J'appelle donc l'assistance apple qui me dit d'essayer sur un mac plus récent avec itunes à jour(je ne peux plus mettre itunes à jour sur mon mac car il est trop ancien...)
Ce matin je connecte donc mon ipod à un itunes 12.6.1.25.
Déjà le logiciel ne m'oblige pas à restaurer l'ipod.
Je tente quand même une restauration;même problème qu'avec mon mac.
Je tente une synchronisation avec la bibliothèque,elle fonctionne!
Je me crois donc tiré d'affaire mais lorsque je l’éjecte le musique n'apparait toujours pas sur le ipod.
J'en suis à cette situation et je commence à désespérer...
Donc pour résumé :
-le ipod et la musique apparaissent dans itunes
- la restauration est impossible
- la musique n'apparait pas sur le ipod

J'ai rappelé l'assistance, ils m'envoient vers un apple store ...

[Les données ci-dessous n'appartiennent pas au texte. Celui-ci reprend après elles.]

PR #2411, opened 2017-09-26
Shrink and add padding to breakpoint-1

hghazzi:
### This PR will...

- Changed the size of the display icons to be the default touch target size
- Added padding to the sides of the display icons to add more space between the buttons 

To improve the UI at small player sizes

@aliciahurst I feel like the the space between the display icons could be smaller. Right now, its the same size as the icon width. I think it would still be good at half that.

screenshot 2017-09-26 13 22 36
screenshot 2017-09-26 13 27 00

#### Addresses Issue(s):

JW8-527

### DIFF
--- a/src/css/controls/imports/display.less
+++ b/src/css/controls/imports/display.less
@@ -92,6 +92,7 @@ display icons
 .jw-breakpoint-1 {
     .jw-display-icon-container {
         margin: 0 (@mobile-touch-target * 0.5);
+        padding: (@mobile-touch-target * 0.125);
     }
 
     .jw-display .jw-icon,
--- a/src/css/controls/imports/display.less
+++ b/src/css/controls/imports/display.less
@@ -92,9 +92,9 @@ display icons
 .jw-breakpoint-1 {
     .jw-display .jw-icon,
     .jw-display .jw-svg-icon {
-        height: (@mobile-touch-target * 1.25);
-        line-height: (@mobile-touch-target * 1.25);
-        width: (@mobile-touch-target * 1.25);
+        height: (@mobile-touch-target);
+        line-height: (@mobile-touch-target);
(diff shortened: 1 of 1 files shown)


src/css/controls/imports/display.less
```diff
@@ -103,6 +103,8 @@ display icons
     }
 
     .jw-display .jw-icon {
+        padding: 0 (@mobile-touch-target * 0.5);
```
robwalch: Can you put the padding on `jw-display-icon-container` instead of `jw-icon` so that applying a background and border-radius to `jw-display-icon-container` results in a circle or square with symmetrical width and height.

hghazzi:
Makes sense to me. Let me just confirm if @aliciahurst thinks just adding the margins will be enough.

src/css/controls/imports/display.less
```diff
@@ -90,11 +90,15 @@ display icons
...
+    }
+
     .jw-display .jw-icon,
     .jw-display .jw-svg-icon {
-        height: (@mobile-touch-target * 1.25);
-        line-height: (@mobile-touch-target * 1.25);
-        width: (@mobile-touch-target * 1.25);
+        height: (@mobile-touch-target);
+        line-height: (@mobile-touch-target);
+        width: (@mobile-touch-target);
```
robwalch: `padding: (@mobile-touch-target * 0.25);`

robwalch: and please put width and height together. idiomatic CSS property ordering is better than alphabetical https://css-tricks.com/poll-results-how-do-you-order-your-css-properties/

hghazzi: Agreed 👍

robwalch:
^ @johnBartos @hghazzi what are the dimensions in the compiled CSS?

Je tiens aussi à préciser que mon ancien ipod datait de l'automne 2009 et qu’apparemment le nouveau est de 02/07/2013 (vu à l’intérieur du ipod sur la coque métallique lors du démontage)
Or lors de la restauration i tunes télécharger la mise à jour pour un ipod de 2009.
Le problème ne pourrait pas être à ce niveau là?

A la base j'avais acheté un ipod car ce baladeur me semblait réparable à l'infini,peut être y a t'il une limite...
Désolé pour le pavé et merci d'avance pour votre aide!


----------